--- Extracted data ---
PR #1403, opened 2024-05-24
Export ASN.1 records to string

seladb:


Packet++/header/Asn1Codec.h
```diff
@@ -169,6 +169,11 @@ namespace pcpp
 		 */
 		size_t getTotalLength() const { return m_TotalLength; }
 
+		/**
+		 * @return A string representation of the record
+		 */
+		std::string toString();
```
tigercosmos, line 175: should be `const`?

Packet++/header/Asn1Codec.h
```diff
@@ -280,6 +289,8 @@ namespace pcpp
 		void decodeValue(uint8_t* data, bool lazy) override;
 		std::vector<uint8_t> encodeValue() const override;
 
+		std::vector<std::string> toStringList() override;
```
tigercosmos, line 292: should be `const`?

Packet++/src/Asn1Codec.cpp
```diff
@@ -12,7 +15,106 @@
...
+			default:
+				return "Private";
+		}
+	}
+
+	std::string toString(Asn1UniversalTagType tagType)
+	{
+		switch (tagType)
+		{
+			case Asn1UniversalTagType::EndOfContent:
```
tigercosmos, line 39: recommend to use a hash table here.

Packet++/src/Asn1Codec.cpp
```diff
@@ -409,6 +547,20 @@ namespace pcpp {
 		return result;
 	}
 
+	std::vector<std::string> Asn1ConstructedRecord::toStringList()
+	{
+		decodeValueIfNeeded();
+		std::vector<std::string> result = {Asn1Record::toStringList().front()};
+		for (auto subRecord : m_SubRecords)
```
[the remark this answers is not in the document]
seladb: `m_SubRecords` is a `PointerVector<Asn1Record>` so each element in the iterator is of type `Asn1Record*`

Packet++/header/Asn1Codec.h
```diff
@@ -211,6 +216,10 @@ namespace pcpp
 
 		uint8_t encodeTag();
 		std::vector<uint8_t> encodeLength() const;
+
+		virtual std::vector<std::string> toStringList();
```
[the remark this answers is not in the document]
seladb: This is a protected method that is not exposed as part of our API, so documentation is not required

Packet++/header/Asn1Codec.h
seladb: Here is the problem:
- `toString()` calls `toStringList()` internally, which means  `toStringList()` should also be `const`
- Some of the overrides of ` `toStringList()` use `getValue()` or `decodeValueIfNeeded()` internally, which means these methods should also be `const`
- `getValue()` also uses `decodeValueIfNeeded()` internally
- `decodeValueIfNeeded()` cannot be `const` because it decodes the record, hence changes the class members

Do you see any way around it? 🤔

Packet++/header/Asn1Codec.h
seladb: Please see this comment: https://github.com/seladb/PcapPlusPlus/pull/1403#discussion_r1614032304

Packet++/src/Asn1Codec.cpp
```diff
@@ -536,16 +693,52 @@ namespace pcpp {
...
 
 	std::vector<uint8_t> Asn1OctetStringRecord::encodeValue() const
 	{
-		return {m_Value.begin(), m_Value.end()};
+		if (m_IsPrintable)
+		{
+			return {m_Value.begin(), m_Value.end()};
+		}
+
+		auto rawValueSize = static_cast<size_t>(m_Value.size() / 2);
```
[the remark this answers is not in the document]
seladb: `m_Value` in this case contains a string of hex stream, for example: `"46f722c636e3"`. When we encode it we need to convert the string back to a byte array, so the size of the byte array will be the size of the string divided by 2:
```cpp
std::string hexStream = "46f722c636e3" // size is 12

// equivalent to:

std::vector<uint8_t> rawValue = {0x46, 0xf7, 0x22, 0xc6, 0x36, 0xe3}; // size is 6
```

Packet++/src/Asn1Codec.cpp
```diff
@@ -566,6 +759,11 @@ namespace pcpp {
 		return { byte };
 	}
 
+	std::vector<std::string> Asn1BooleanRecord::toStringList()
```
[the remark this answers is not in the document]
seladb: We need a vector if the string is over one line, which happens in constructed records which are nested:
https://github.com/seladb/PcapPlusPlus/blob/f6da2566442653db568afdf6dc32e7ea74392978/Packet++/src/Asn1Codec.cpp#L550

It'll look something like this:
```
Application (0) (constructed), Length: 2+80
   Integer, Length: 2+1, Value: 3
  OctetString, Length: 2+59, Value: cn=Administrator,cn=Users,dc=cloudshark-a,dc=example,dc=com
  ContextSpecific (0), Length: 2+14
```

Packet++/src/Asn1Codec.cpp
```diff
@@ -327,6 +429,42 @@ namespace pcpp {
...
+	std::string Asn1Record::toString()
+	{
+		auto lines = toStringList();
+
+		auto commaSeparated = [](std::string str1, std::string str2)
+		{
+			return std::move(str1) + '\n' + std::move(str2);
+		};
+
+		return std::accumulate(std::next(lines.begin()), lines.end(),lines[0], commaSeparated);
```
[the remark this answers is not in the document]
seladb: Fixed in this commit: https://github.com/seladb/PcapPlusPlus/pull/1403/commits/c2fffbeed339314526d9eb4b7d3b4bdd084657a6

Packet++/src/Asn1Codec.cpp
seladb: Fixed in this commit: https://github.com/seladb/PcapPlusPlus/pull/1403/commits/c2fffbeed339314526d9eb4b7d3b4bdd084657a6

Packet++/header/Asn1Codec.h
tigercosmos: I think you can use `mutable` for `decodeValueIfNeeded`? Then we can still have `toString` as `const`.

Packet++/header/Asn1Codec.h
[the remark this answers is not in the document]
tigercosmos: got it.

Packet++/src/Asn1Codec.cpp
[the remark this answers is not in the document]
tigercosmos: I see, it's clear now. Perhaps add the comment to explain it in the code?

Packet++/header/Asn1Codec.h
seladb: As far as I know `mutable` only applies to class members (not methods). `decodeValueIfNeeded()` calls `decodeValue()` internally, which is implemented differently in every record type. If we decide to go with the `mutable` approach we probably need to change a lot of class members to `mutable` which isn't very nice I think...

Another approach is to do that:
```cpp
std::string Asn1Record::toString() const
{
	auto lines = const_cast<Asn1Record*>(this)->toStringList();
	...
}
```

But it's not nice either 😕

Packet++/src/Asn1Codec.cpp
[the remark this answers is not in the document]
seladb: Sure, added in this commit: https://github.com/seladb/PcapPlusPlus/pull/1403/commits/ba4d48fe91a09dccd32c468512c9528e14c38059

Packet++/header/Asn1Codec.h
tigercosmos: @seladb I think most people don't expect calling `toString` to change the class members, and modifying members to make a string doesn't seem to be a good practice.

Is it possible to refactor the code to separate the mutation logic? Or maybe we can change the function name? or at least `const_cast` is acceptable?

btw, I notice that `bool lazy` appears in many places, but most of the `lazy`s are not used, maybe we can also improve this...

seladb: The idea in `lazy` decoding/parsing is to avoid parsing the entire record and its nested records until needed. The reason is that ASN.1 records can be quite extensive ([here](https://lapo.it/asn1js/#MG8CAQJjagQACgECCgEAAgEAAgEAAQEAqTyBHDIuMTYuODQwLjEuMTEzNzMwLjMuMy4yLjQ2LjGCEGRlcGFydG1lbnROdW1iZXKDBz49TjQ3MDmEAf8wGQQCY24EAnNuBA90ZWxlcGhvbmVOdW1iZXI) is an example), so decoding all records ahead of time might significantly increase the memory required to store a parsed packet. 

The "price" we pay in lazy parsing is that calling so-called "innocent" methods like `toString()` might affect the class members because it triggers the parsing/decoding process. But I think it's a reasonable price to avoid bloating the memory. Using `const_cast` or even refactoring class members to be `mutable` is a bit of "cheating" because it hides the fact that calling these methods actually change the class members.

tigercosmos: 1. I wonder if it is possible to call the decoding function before calling `toString()` because currently you put the decoding function inside `toString`. The behavior should be the same, but `toString` can be `const`. What do you think about this?
2. for `lazy`, I understand the purpose of the lazy initialization, but in some classes, they don't use the `lazy` argument. It is an open question if it is necessary to override the function with `lazy`, or maybe we can just declare a new function that doesn't have `lazy`. For example, `void Asn1IntegerRecord::decodeValue(uint8_t* data, bool lazy)` implementation doesn't use `lazy`, so it can be `void Asn1IntegerRecord::decodeValue(uint8_t* data)`.

seladb: > 1. I wonder if it is possible to call the decoding function before calling `toString()` because currently you put the decoding function inside `toString`. The behavior should be the same, but `toString` can be `const`. What do you think about this?

I'm unsure how we can guarantee decoding happened before the user called `toString()`?

> 2\. for `lazy`, I understand the purpose of the lazy initialization, but in some classes, they don't use the `lazy` argument. It is an open question if it is necessary to override the function with `lazy`, or maybe we can just declare a new function that doesn't have `lazy`. For example, `void Asn1IntegerRecord::decodeValue(uint8_t* data, bool lazy)` implementation doesn't use `lazy`, so it can be `void Asn1IntegerRecord::decodeValue(uint8_t* data)`.

If we do that, how can we generically allow lazy decoding for all types of records? Indeed, some use lazy decoding and some don't, but when PcapPlusPlus decodes a packet it doesn't know what's in it, so it automatically asks for lazy decoding. `toString()` is a generic method in the parent class `Asn1Record` and it doesn't know if the specific type uses lazy decoding or not.

I'm feeling I'm missing something in your proposal, can you be more specific on the changes you propose? 🤔

tigercosmos: @seladb  I made a PR for the explanation. Please check https://github.com/seladb/PcapPlusPlus/pull/1409/files

seladb: Thanks @tigercosmos for making the PR! The main issue I see with this approach is cascading record decoding, here is an example:

Consider we have the following record structure:
```
Constructed record
  Integer record (value == 1)
  OctetString record (value == "my string")
  Constructed record
    Boolean record (value == true)
    Integer record (value == 1)
    Constructed record
      OctetString record (value == "my string 2")
```

- :white_check_mark: When we call `pcpp::Asn1Record::decode(data, dataLen, false)`, it decodes the entire structure as exepcted
-  :white_check_mark: When we call `pcpp::Asn1Record::decode(data, dataLen, true)`, it doesn't decode anything so we get the following:
   ```
   Constructed record (value not decoded)
   ```
- :x: However, if we try to get the sub-records of the constructed value it decodes the entire structure:
   ```cpp
   auto constructedRecord = pcpp::Asn1Record::decode(data, dataLen, true);
   auto subRecords = constructedRecord.getSubRecords();
   ```
   `getSubRecords()` calls `decodeValueIfNeeded()` which calls `decodeValue()` which decodes the entire structure. I'd expect the following:
   ```
   Constructed record
     Integer record (value not decoded)
     OctetString record (value not decoded)
     Constructed record (value not decoded)
   ```
   But instead I get:
   ```
   Constructed record
     Integer record (value == 1)
     OctetString record (value == "my string")
     Constructed record
       Boolean record (value == true)
       Integer record (value == 1)
       Constructed record
         OctetString record (value == "my string 2")
```

egecetin (approved):

Packet++/header/Asn1Codec.h
tigercosmos: @seladb it's clear now, thanks for the explanation. 
About the `const` stuff, I cannot provide a better solution for now, so I won't be against the current design.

--- What you should do ---
Tally up the lines in the preceding listing that contain the string "these". Respond with the number and nothing else.

--- Result below ---
2